The next day, Chief Superintendent Markham sent for Rutledge and handed him a file as he walked in the door.

“A rather nasty murder in Shropshire. See what you make of it.”

Rutledge opened the file and scanned it. There wasn’t a great deal of information. There rarely was.

A parish sexton had dug a grave in late afternoon for the next morning’s funeral service for a man in his fifties. As it was to be left overnight, the sexton had covered the opening with boards and sacking, to prevent any damage to it or to a person who might unwittingly fall in. The next day, an hour before the ten o’clock service, the tocsin already tolling the man’s years, the sexton went out to remove the boards and sacking, and set the coiled ropes to one side, ready to hand when the coffin was brought from the church. As he drew back the second of the boards, he discovered that the grave was already occupied. A woman’s body lay in the bottom, and even in his shock, he realized that she was dead and had surely been murdered. There was a great deal of dark, drying blood on her clothing and her face. Far more than a fall could have caused.

He sent the equally shocked Rector for the doctor and the Constable.

By the end of the day, the village Constable had asked for the Yard to be brought in.

“Can’t say that I blame the local man,” Markham commented as Rutledge finished reading and closed the file. “Apparently no one knows who the dead woman is. Much less who might have wanted her dead.” He smiled, but it was cold. “Just your sort of inquiry, I should think.”

Rutledge had angered Markham last month in the course of another case, and this was the Chief Superintendent’s less-than-subtle way of reminding him of that.

“I’ll do my best, sir,” Rutledge answered mildly, refusing to rise to the bait. “I finished the reports on my desk last evening. I can leave for Shropshire straightaway.”

“See that you do,” Markham replied, and picked up another file from his desk.

Dismissal.

Rutledge closed the Chief Superintendent’s door behind him, and in the passage, where no one else was about just then, he swore under his breath.

He reported to Sergeant Gibson that he was going to his flat to pack a valise for Shropshire, and left the Yard.

 

 

2


Rutledge spent the night in a small village halfway to his destination, and arrived in Tern Bridge just as dusk was falling the next evening.

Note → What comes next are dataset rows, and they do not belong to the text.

Issue #510, opened 2018-12-02
Save scroll position separately for each test 


Yrds:
## 🚀 Feature Proposal

Save scroll position separately for each test 

## Motivation

This behavior could by handy, in cases editing two or more tests at same time. Sometimes it's annoying switch between tests and have to back to previously scroll position

## Example

On Test 1:
Scroll to top

On Test 2:
Scroll to bottom

Expected Result:

When back to Test 1, scroll position(top) should be on position i was before

## Screenshots

![captura de tela de 2018-12-03 11-55-53](https://user-images.githubusercontent.com/8484114/49377963-a248d200-f6f2-11e8-9a7d-d78c2ac7cf07.png)

Yrds:
Sorry to not specify. I added a screenshot highlighting the scrollbar

Yrds:
For sure, this would a leap of productivity

dvd900:
@corevo or anyone, have you started this? taking it now if not.

corevo:
@dvd900 great!

PR #520, opened 2018-12-11
Save last selected command per test to prevent the need to rescroll

dvd900:
I added the field selectedCommand to the TestState which I set in selectCommand. When a new test is selected, I check to see if that field is set and use if set.

Test pass the same as in Master, Lints with no errors. 

For the proposed feature:
https://github.com/SeleniumHQ/selenium-ide/issues/510


dvd900:
As a note: the reason why I had to do the scroll in test Row instead of test table was because the test row's mount occurs after the test table update.

dvd900:
Is there something more to be done for this?

corevo:
I'm on vacation this week, I'll review it next work week

corevo:
Thanks for contributing ❤️

Issue #503, opened 2018-11-26
Drop-down with alternative locators does not appear immediately after using "Select target in page"


barancev:
## 🐛 Bug Report

1) Insert a new command (say, click)
2) Use "Select target in page" button to "record" a locator
3) Try to see alternatives to the recorded locators -- fail, there is no dropdown.

To see the alternatives one should switch to another command and then back to the new one.

## To Reproduce

See the attached screencast:
[selenium_ide_no_alternatives.zip](https://github.com/SeleniumHQ/selenium-ide/files/2614269/selenium_ide_no_alternatives.zip)

## Expected behavior

Dropdown with alternative locators to appear immediately after "recording".

## Environment

OS: Windows 7
Selenium IDE Version:  3.4.4
Browser: Firefox
Browser Version: 65.0a1 (2018-11-25) (64-bit)

PR #525, opened 2018-12-23
Fix to show alternative locators immediately, rather than having trigger a re-render  

dvd900:
for: https://github.com/SeleniumHQ/selenium-ide/issues/503 


packages/selenium-ide/src/neo/IO/SideeX/find-select.js
```diff
@@ -104,8 +104,8 @@ function selectTarget(target) {
     UiState.selectedCommand.setTargets(target)
```
corevo: Let's add the fix here too

corevo:
Fixes #503  
Thanks! 👍

PR #529, opened 2019-01-07
changed from double keyDown to a keyDown and a keyUp for a KEY_ENTER

Jongkeun:
- [ X] By placing an `X` in the preceding checkbox, I verify that I have signed the [Contributor License Agreement](https://github.com/SeleniumHQ/selenium/blob/master/CONTRIBUTING.md#step-6-sign-the-cla)

When you call `sendKeys`, `sendCommand` is called `keyDown` twice.
It looks working well, but I think this was your intention.


corevo:
It works well because most websites use `keyDown` to handle js, but this was definitely written in error, thanks for catching that!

He took a few minutes to explore. This was a flat part of the county, with a river that ran past the outskirts of the village. There was an ancient bridge across it, hardly as wide as his motorcar, and just beyond that was a fortified manor house, in ruins now, the empty windows black spaces in the brick walls and what had once been a garden, now wild with brambles and weeds, running down to the water.

The small village itself was a mixture of Tudor and Georgian buildings, some of the former still possessing their overhanging upper stories, diamond-paned windows, and tall chimney pots. The dying light was reflected in the old glass, and it faded as he watched.